Santander Win in EU Court Case May Hinder Probes Into TaxStephanie Bodoni and Gaspard Sebag
Banco Santander SA’s court victory in a case over Spanish tax breaks may hamper the European Union’s probes into unfair fiscal deals for multinational firms, lawyers said.
Today’s ruling at the EU General Court, on special treatment for companies that take a stake in overseas firms, follows the revelation of hundreds of fiscal deals with companies in Luxembourg, which sparked calls for tougher EU action to combat corporate tax dodging.
It “takes some wind out of the European Commission’s sails,” Javier Ruiz Calzado, a lawyer at Latham & Watkins LLP in Brussels, said. The ruling “doesn’t mean the commission is going to surrender because the political pressure, particularly these days, is huge. But it’s going to be more difficult to navigate for them.”
The Spanish case is part of an EU campaign across the 28-nation bloc targeting tax breaks that may have given companies unfair advantages. Tax avoidance leaped to the top of the EU’s agenda yesterday after a group of investigative journalists published almost 28,000 documents cataloging how companies such as PepsiCo Inc., Ikea Group and FedEx Corp. lowered their tax bill via deals with Luxembourg.
Apple to Amazon
Before the Luxembourg leaks, the EU was already reviewing the nation’s agreements with Amazon.com Inc. and Fiat Finance & Trade. Pacts between Ireland and Apple Inc. and Starbucks Corp. with the Netherlands are also under scrutiny.
Regulators have said they would soon publish details of their Starbucks investigation, adding to information they already announced on the Apple and Amazon probes.
Ireland’s Finance Minister Michael Noonan said the EU’s probe into his country’s arrangements with Apple is likely to be dropped.
“My legal advice is that the Irish authorities will win the case quite easily and that there isn’t a strong case,” he told reporters after a meeting of ministers in Brussels.
In today’s ruling, the EU court in Luxembourg said the bloc’s competition regulators “failed to establish that the Spanish regime was selective” by giving special treatment to certain companies. The Spanish system “does not exclude, a priori, any category of undertaking from taking advantage of it.”
The judges gave “a reminder that there are limits” in assessing whether a tax measure is selective and thus potentially illegal under EU state subsidy rules, said Jose Luis Buendia, a lawyer at Garrigues, who represented Santander.
The commission will need to do “a lot more work” and prove that companies in comparable situations were disadvantaged to make their case against Apple, Starbucks and Amazon, Ruiz Calzado said.
The timing of the Luxembourg leaks came days after new European Commission President Jean-Claude Juncker took office. Juncker was the country’s prime minister for almost 19 years.
The Brussels-based commission first began its probe into Spain in 2007 after complaints. Before the EU investigation, Spanish companies had been on a buying spree, with Telefonica purchasing U.K. mobile-phone operator O2 Plc and Iberdrola SA buying Scottish Power Plc.
The court today rejected arguments by the EU’s executive branch that the Spanish measures are selective. The Spanish system in question “is not aimed at any particular category of undertakings or the production of goods, but a category of economic transactions,” said the court.

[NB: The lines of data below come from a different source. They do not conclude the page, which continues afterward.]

PR #335, opened 2019-08-02
Add verification of plugins and dependencies via com.github.vlsi.checksum-dependency

vlsi:
See https://github.com/ben-manes/caffeine/issues/301#issuecomment-467731577

This enables to verify checksums before they got used (e.g. before plugins are activated), so it would prevent `stealing a coordinate` issues.

PR #342, opened 2019-09-03
Use PGP for dependency verification

vlsi:
See https://github.com/vlsi/vlsi-release-plugins/tree/master/plugins/checksum-dependency-plugin

This is a follow-up to https://github.com/ben-manes/caffeine/pull/335

TL;DR: updated xml is generated to `build/checksum/checksum.xml`.
`-PchecksumUpdate` makes the plugin to update `$rootDir/checksum.xml` directly.

By default it tries to use group PGP keys, however if no key is present, then it would add section like (that would mean the plugin would stop trying PGP for those dependencies)

```xml
<dependency group='org.ow2.asm' module='asm-util' version='7.0'>
  <sha512>6B9630AD4C5F6ABC2724F9D85A7C0E81E524F8B0BF25273DD5578EDC20EFC7AB400095CD48E904D2536071181A8E9F39635FF3FEE0986BD078016D2DFF8241B1</sha512>
</dependency>
```

It turns out `com.beust:jcommander:1.78` is signed by `ac5ec74981f9cda6`, however public part of that key is not available, so the signature can't be verified. That is why `<ignored-key id='ac5ec74981f9cda6' />` is added.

Spain was ordered in 2009 and 2011 by the EU to abolish the tax break and recoup parts of the aid. The court annulled those decisions today.

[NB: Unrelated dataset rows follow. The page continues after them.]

PR #349, opened 2019-09-23
Nit: Update the Javadocs of `refreshAfterWrite` to reflect the actual beha…

jyterencekim:
…vior for IllegalArgumentException

## Summary
- The current implementation and the current [test code](https://github.com/ben-manes/caffeine/blob/19f0911a78fa8096a4f610a24b756741dd4ed984/caffeine/src/test/java/com/github/benmanes/caffeine/cache/CaffeineTest.java#L513-L516) imply that `refreshAfterWrite` throws an `IllegalArgumentException` **also** when `duration` is zero. This pull request clarifies this fact in the Javadoc.


ben-manes:
Thanks!

PR #353, opened 2019-09-29
Bump checksum-dependency-plugin to 1.30.0

vlsi:
It disables the plugin in case `dependencyUpdates` is on the task execution graph (the set of tasks is configurable via `checksumIgnoreOnTask` property)


ben-manes:
perfect!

“We take note of the General Court’s judgment, and we will carefully assess the judgment and its implications,” commission spokesman Ricardo Cardoso said.
Santander declined to comment on today’s court ruling and a spokesman for Spain’s budget ministry wasn’t immediately available to comment.
In a related case, the Brussels-based commission last month ordered Spain to recover money from companies that benefited from related rules that encouraged acquisitions in foreign holding companies. It said the Spanish measures unfairly rewarded companies for buying stakes in foreign competitors.
“This decision remains valid as commission decisions are effective unless they are annulled by EU courts,” Cardoso said.